* Exercise description: Find the line containing "PR #1158, opened 2020-11-16" in the listing below. Repeat it exactly, along with each following line up to and including the one containing "### LINKED ISSUE".

* * * *

PR #4597, opened 2026-07-03
Move target environment data transformations into RTK Query derived endpoints (HMS-10955)

kingsleyzissou:
## Summary

Replace inline `selectFromResult` transformers and `useMemo` normalization in `TargetEnvironment` with derived RTK Query endpoints that delegate to the existing `getArchitectures` and `getDistributions` queries. This ensures both hosted and on-prem (cockpit) backends are handled correctly.

## Changes

- Add `getArchitectureEnvironments` and `getDistributionEnvironments` derived endpoints that dispatch to the existing backend queries via `api.dispatch` with `subscribe: false`, returning a common `CategorizedEnvironments` shape
- Simplify `TargetEnvironment` by consuming the derived hooks directly instead of transforming query results in-component
- Extract `isOnlyNetworkInstallerSelected` and `isOtherEnvironmentSelected` into memoized selectors in the output slice for reuse outside the component

### DIFF
--- a/src/store/api/backend/derived.ts
+++ b/src/store/api/backend/derived.ts
@@ -1,0 +1,133 @@
+import type { EndpointBuilder } from '@reduxjs/toolkit/query/react';
+
+import {
+  isPrivateCloud,
+  isPublicCloud,
+  type MiscFormatType,
+  type PrivateCloudType,
+  type PublicCloudType,
+} from '@/store/slices/wizard';
+
+import type {
+  BootcDistributionItem,
+  DistributionItem,
+  Distributions,
+} from './hosted';
+import { imageBuilderApi } from './hosted/enhancedImageBuilderApi';
+import { composerApi } from './onprem/enhancedComposerApi';
+
+export type CategorizedEnvironments = {
+  publicClouds: PublicCloudType[];
+  privateClouds: PrivateCloudType[];
+  miscFormats: MiscFormatType[];
+  hasEnvironments: boolean;
+};
+
+export type ArchitectureEnvironmentsResult = CategorizedEnvironments;
+
+export type DistributionEnvironmentsResult = CategorizedEnvironments & {
+  distributions: BootcDistributionItem[];
+};
+
+const isBootcDistribution = (
+  item: DistributionItem | BootcDistributionItem,
+): item is BootcDistributionItem => 'distro' in item;
+
+export const categorizeEnvironments = (
+  environments: string[],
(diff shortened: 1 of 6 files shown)


regexowl:
The test failures seem relevant. I can see the "Couldn't fetch target environments" alert in cockpit when opening the Wizard.

kingsleyzissou:
> The test failures seem relevant. I can see the "Couldn't fetch target environments" alert in cockpit when opening the Wizard.

Annoying, it's a race condition. It looks like `RHEL-10` is getting sent through as the distribution

kingsleyzissou:
> > The test failures seem relevant. I can see the "Couldn't fetch target environments" alert in cockpit when opening the Wizard.
> 
> Annoying, it's a race condition. It looks like `RHEL-10` is getting sent through as the distribution

Nope, I was sending the requests to the `osbuild-cockpit` socket. Fixed it now

src/store/api/backend/derived.ts
```diff
@@ -0,0 +1,124 @@
...
+            { subscribe: false },
+          ),
+        );
+
+        if (result.error) {
+          return { error: result.error };
+        }
+
+        const distributions =
+          result.data as GetDistributionsApiResponse as BootcDistributionItem[];
```
regexowl: Same here for the `as GetDistributionsApiResponse`, it would suppress the "possibly undefined". Adding a safeguard might be nice to keep from crashing if the data can be undefined.

src/store/api/backend/derived.ts
```diff
@@ -0,0 +1,124 @@
...
+        );
+
+        if (result.error) {
+          return { error: result.error };
+        }
+
+        const architectures = result.data as GetArchitecturesApiResponse;
+        const imageTypes =
+          (architectures as ArchitectureItem[]).find((a) => a.arch === arch)
+            ?.image_types ?? [];
```
regexowl: The casting masks away possibly undefined architectures. Hmm, but could those really be undefined? Maybe there could be a safeguard added to make it a bit more obvious even if it's a case that shouldn't happen.

kingsleyzissou: Ya this is valid. I can add a typeguard here for sure

src/store/api/backend/derived.ts
kingsleyzissou: Same here, I could add a typeguard

regexowl (approved):
Thanks, looks great!

PR #4610, opened 2026-07-09
Wizard: lift shouldHide prop to the ReviewSection component

ksiekl:
moves the `shouldHide` prop higher so that components pass their combined hide condition to `ReviewSection` instead of doing their own early return


regexowl (approved):
Looks good! 🚀

PR #4611, opened 2026-07-09
webpack: Remove unused eslint-disable comment for deprecated rule

ksiekl:
The `@typescript-eslint/no-var-requires` rule was removed from the ESLint config, making the disable comment unnecessary. It was automatically cleaned up by npm run lint.


regexowl (approved):
Nice! Looks like the rule was deprecated in favor or `no-require-imports`

PR #4612, opened 2026-07-09
  Wizard: swap Users and Groups section order (HMS-10791)

mgold1234:
Show Users before Groups since users are needed almost always
  while groups are rarely used.

JIRA: HMS-10791


regexowl:
Looks good! Can you please rebase and resolve the conflict?

regexowl (approved):
Nice, thanks!

PR #4621, opened 2026-07-13
Wizard/Review: Make "Target environments" heading bigger (HMS-10792)

regexowl:
Make the heading bigger for cleaner visual hierarchy between "Target environment" and subcategories (private cloud, misc formats).

Before:
image

After:
image


ksiekl (approved):
🚀

PR #4622, opened 2026-07-13
Wizard: stop blocking Next while activation key  is loading (HMS-10658)

mgold1234:
When the activation key query is in flight, the Next button was
  blocked until the query resolved. This fix removes isFetching from
  the validation condition so navigation is not blocked while the
  query loads.

  If no activation key is selected, clicking Next now scrolls to
  the Registration section and shows a "Missing activation key"
  error inline.

JIRA: (HMS-10658)

### DIFF
--- a/src/Components/CreateImageWizard/steps/Registration/components/ActivationKeysList.tsx
+++ b/src/Components/CreateImageWizard/steps/Registration/components/ActivationKeysList.tsx
@@ -23,6 +23,7 @@ import { useAddNotification } from '@redhat-cloud-services/frontend-components-n
 import { v4 as uuidv4 } from 'uuid';
 
 import ExternalLinkButton from '@/Components/CreateImageWizard/utilities/ExternalLinkButton';
+import { useRegistrationValidation } from '@/Components/CreateImageWizard/utilities/useValidation';
 import { ACTIVATION_KEYS_URL, CDN_PROD_URL, CDN_STAGE_URL } from '@/constants';
 import {
   useCreateActivationKeysMutation,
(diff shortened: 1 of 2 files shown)


regexowl:
Thanks for looking into this!

We don't need the Next button to be disabled when the activation key is loading, but I think we should scroll the user to the Registration section and render a "missing activation key" error when there's no key selected for automatic registration option. 

We could also try to quietly load the key in the background and let the user progress to the Review, but then we would have to send them back to the first step if the key update didn't run properly or the rhsm service was unavailable

[Screencast_20260720_163213.webm](https://github.com/user-attachments/assets/e3f63bc9-af49-429a-bea2-cf2e340d4c69)

(it isn't really clear from the video, but clicking on the "Create blueprint" didn't do anything, because the blueprint isn't valid without the activation key. So if something went wrong with the key, we would leave the user without the ability to create blueprint, but also without any indication why)

src/Components/CreateImageWizard/steps/Registration/components/ActivationKeysList.tsx
```diff
@@ -312,16 +314,22 @@ const ActivationKeysList = ({ onErrorChange }: RegistrationProps) => {
...
-                analyticsStepId='step-registration'
-              >
-                Manage activation keys
-              </ExternalLinkButton>
-            </HelperTextItem>
+            {forceShowErrors && !activationKey ? (
+              <HelperTextItem variant='error'>
+                Missing activation key
+              </HelperTextItem>
+            ) : (
```
regexowl: Could we get rid of the duplication between the `useValidation` and here? We can consume the relevant error directly from the validator.

```suggestion
            {forceShowErrors && stepValidation.errors.activationKey ? (
              <HelperTextItem variant='error'>
                {stepValidation.errors.activationKey}
              </HelperTextItem>
            ) : (
```

regexowl (commented):
Works great! One last small nitpick

regexowl (approved):
Perfect, thank you!

PR #1143, opened 2020-11-10
Updating branch-0.17 with everything merged into main (previously master)

williamBlazing:


williamBlazing:
this PR should not be done from main. this is the wrong way to do this

Issue #1123, opened 2020-11-06
[BUG] BlazingContext.partition() throws a RuntimeWarning


drabastomek:
**Describe the bug**
When run in a `python` script (not in a notebook), the `.repartition(...)` method throws a `RuntimeWarning` that `Client.close()` was never awaited.

**Steps/Code to reproduce bug**
Here's a minimal example to run from CLI: `python test.py`. 

`test.py`:

```
import cudf
import dask_cudf
import blazingsql as blazing
from dask_cuda import LocalCUDACluster
from dask.distributed import Client
​
if __name__ == '__main__':
    df = dask_cudf.from_cudf(cudf.DataFrame([
        (2,3,4,5)
        , (1,4,2,5)
        , (9,2,45,1)
        , (4,2,4,1)
        , (4,1,4,1)
    ], columns=['a','b','c','d']), npartitions=2)
​
    cluster = LocalCUDACluster()
    client = Client(cluster)
​
    bc = blazing.BlazingContext(dask_client=client)
    bc.create_table('test', df)
    fff = bc.sql('SELECT * FROM test')
    fff = bc.partition(fff, by=['a', 'b'])
​
    fff['a'] = fff.map_partitions(lambda df: df['a'].astype('float64'))
```

**Expected behavior**
The script finished without any warnings.

**Environment overview (please complete the following information)**
 - Environment location: Docker
 - Method of cuDF install: Docker
   - Docker pull from stable, v.16, CUDA 11

williamBlazing:
This issue is related #1076  https://github.com/BlazingDB/blazingsql/issues/1076

williamBlazing:
Closing this issue since it will be addressed in other issues

PR #1158, opened 2020-11-16
deprecating bc.partition

williamBlazing:
We can use `ddf.shuffle(on=[colnames])` instead of bc.partition, so we should just deprecate it.

This closes #1011  and #1123


williamBlazing:
rerun-tests

PR #1187, opened 2020-11-19
[REVIEW] Enable MySQL-specific SQL operators in addition to Standard and Oracle

### LINKED ISSUE #1178: [FEA] Enable dialect-specific operators with CalciteConnectionProperty
Calcite [supports](https://calcite.apache.org/docs/reference.html#dialect-specific-operators) a variety of useful operators that are not in the SQL standard.

It appears these can be enabled by setting the `FUN` parameter of CalciteConnectionProperty for the connection.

* * * *

* Solution to this exercise:
PR #1158, opened 2020-11-16
deprecating bc.partition

williamBlazing:
We can use `ddf.shuffle(on=[colnames])` instead of bc.partition, so we should just deprecate it.

This closes #1011  and #1123


williamBlazing:
rerun-tests

PR #1187, opened 2020-11-19
[REVIEW] Enable MySQL-specific SQL operators in addition to Standard and Oracle

### LINKED ISSUE #1178: [FEA] Enable dialect-specific operators with CalciteConnectionProperty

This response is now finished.